# T8 Bulbs...options? (Shop Light Lowes)



## bur01014 (Sep 24, 2009)

So on my 55, I got the idea of upgrading the lights. As of yesterday, I was just using the stock 2 separate 18 inch bulbs under the 24 inch black plastic hoods. I decided to try the cheaper route and go for shop lights. I have no plants at all, but just was looking for better lights for viewing purposes. I ended up finding a 48 inch shop light already painted shiny black and fits perfectly and actually looks quite good on my existing lid covers. It was 12 bucks  and the box says it takes 2 32 watt T8 bulbs.
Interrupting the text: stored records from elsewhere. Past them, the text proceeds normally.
PR #30, opened 2019-06-05
Added some Python unit tests

arsenius7:
* checking strided NumPy array
   as Selection::fromValues() argument

### DIFF
--- a/python/test.py
+++ b/python/test.py
@@ -1,6 +1,8 @@
 import os
 import unittest
 
+import numpy as np
+
 from libsonata import *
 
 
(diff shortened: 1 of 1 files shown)


python/test.py
```diff
@@ -18,8 +20,15 @@ def test_basic(self):
...
-        self.assertEqual(selection.ranges, [(1, 2), (3, 5), (1, 2)])
+        values = [
+            [1, 3, 4, 1],
+            [0, 0, 0, 0],
+        ]
+        expected = [(1, 2), (3, 5), (1, 2)]
+        self.assertEqual(Selection(values[0]).ranges, expected)
+        self.assertEqual(Selection(np.array(values, dtype=np.uint64, order='C')[0]).ranges, expected)
+        self.assertEqual(Selection(np.array(values, dtype=np.uint32, order='C')[0]).ranges, expected)
+        self.assertEqual(Selection(np.array(values, dtype=np.uint64, order='F')[0]).ranges, expected)
```
arsenius7: fails without `py::array::c_style | py::array::forcecast` incantation

wizmer: Does it work if `values = []` ?

arsenius7: can't see why it shouldn't, but I have added a unit test just in case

So I bought a couple bulbs there too measured at 6500 K. The tank appears to be far better, but my fish look washed out....I compared the bulbs to my other bulbs and they are more purplish/blue. I found they were measured about 8000-9000 K...does this explain the color change? For african peacocks, should I lower the K or raise it to a more bluish purple color? I could not find any T8 32 watt bulbs at Lowes above the 6500 K I chose.....do they not make them? Where can I find them? Home Depot? How much are they? I really want some good colored bulbs to bring out the color of my fish. I love the increase in watts, but my fish look much more washed out. BTW, what is a 50/50 light? Any help appreciated!
Edit/Delete Message


----------



## Geddonight (Aug 7, 2009)

Lowes doesn't carry anything higher than 6500K.

What may work is if you find an actinic blue light to help contrast the light of the 6500K

I'm currently looking for similar solutions for ours.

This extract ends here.